The antonyms of integrity are: badness, evil, inequity, sin, and wickedness. I have found that evil is not the man in black standing in a dark alley. Evil, wickedness, sin, etc. are very real and presented today in very shiny, pretty, well-spoken packages. The state of your life today is a reflection of the choices you decided to make in the past. Ultimately, if you choose to be "whole" and live your truth, you can control your own destiny.

“Be patient toward all that is unsolved in your heart and try to love the questions themselves, like locked rooms and like books that are now written in a very foreign tongue. Do not now seek the answers, which cannot be given you because you would not be able to live them. And the point is, to live everything. Live the questions now. Perhaps you will then gradually, without noticing it, live along some distant day into the answer.” 
― Rainer Maria Rilke

Find your truth and live it fully!
K

PS - I haven't forgotten about the request...It's in the works!

Wednesday, November 6, 2013

The Tiger Within

"A soft answer turns away wrath, but a harsh word stirs up anger."
-Proverbs 15:1

I had a hard conversation with my 19 yr old son this afternoon regarding anger. Unfortunately, my son and his father are going through the quintessential tumultuous father-son relationship (ie-they don't see eye to eye on ANYTHING). As an outsider, I can see the core of their problem, and it's very simple. They simply are two different people that speak completely different languages which in turn creates mass confusion on both sides. Throw in the fact that they do not speak the same language. My husband is very action-oriented, where as my son is more emotion-oriented. They simply do not understand each other, and it's neither one of their faults. Have you ever been traveling and attempted to communicate with someone that speaks an actual other "language" from your first language? Have you become slightly emotional (ie-frustrated) because they weren't "understanding" you?

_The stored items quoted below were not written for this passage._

PR #85, opened 2021-03-25
[DSPDC-1669] Add script to import staging area to the prod dataset

aherbst-broad:
## Why

[Relevant ticket](https://broadinstitute.atlassian.net/browse/DSPDC-1669)
I put together a small bash script to save some potential fat-fingering of dataset IDs, load tags and other things.

## This PR
* Puts the script into source control for potential reuse

### DIFF
--- a/scripts/release_tools/import_prod.sh
+++ b/scripts/release_tools/import_prod.sh
@@ -1,9 +1,18 @@
 #!/usr/bin/env bash
 
-# Imports a given staging area to the production DCP2 dataset
+# Imports a given staging area to the production DCP2 dataset. This script expects to be run from the
+# scripts/release_tools subdirectory of the HCA repo.
 # Prerequisites:
-#   * a working installation of the argo CLI tool (https://argoproj.github.io/argo-workflows/cli/)
-#   * access to the broad-dsp-monster-hca-prod google project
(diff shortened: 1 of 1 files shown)


quazi-broad (approved):
nice, this should be helpful!

scripts/release_tools/import_prod.sh
```diff
@@ -0,0 +1,25 @@
+#!/usr/bin/env bash
+
+# Imports a given staging area to the production DCP2 dataset
+# Prerequisites:
+#   * a working installation of the argo CLI tool (https://argoproj.github.io/argo-workflows/cli/)
+#   * access to the broad-dsp-monster-hca-prod google project
```
ThePletch, line 6: disambiguation nitpicking:
* access to the project how? with the currently logged in gcloud cli account? do the credentials have to be application default?
* you'll also need `gcloud` and  `kubectl` installed
* `gdate` comes from GNU coreutils, so make sure to mention that people need that installed (`brew install coreutils`)
* this script relies on relative paths, so it will fail if run in a working directory other than the directory it's located in. we should either note that in the prerequisites or alter it to handle its working directory automatically.

ThePletch (approved):
some notes about more thorough documentation, but the actual script looks good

Have you, ahem, found yourself raising your voice and increasing your intensity?

I explained to my son that at it's core, their mutual anger was repressed negative emotions over the years from their failure to "communicate" effectively. I said, "Anger is a very natural, passionate emotion but its like a wild animal with only instinct, no reason. Control that animal instinct with your intellect to know better. But release it because it is energy, powerful energy. Write, sing, workout, draw, but please do something to release the emotion."

My talk with my son had got me thinking about emotions, especially because I have always been "passionate" or extreme in my emotions. An emotion is a biological (has energy), subjective (influenced by personal feelings), and conscious (being aware of) expression. So, it is some sort of energy that is controlled by our emotions, and we know it! 

There are two extremes of emotions, what I call the "passionate" emotions. The excited extremes are: ecstatic, energized, aroused, bouncy, nervous, perky, and antsy. Conversely, the Angry extremes of emotions are irritable, resentful, miffed, upset, mad, furious, and raging. There are obviously "grey" emotions that are in between that energetically are more neutral such as: fulfilled, content, mopey, blue, sympathetic, or tense. When you experience these emotions, they are not quite as intense.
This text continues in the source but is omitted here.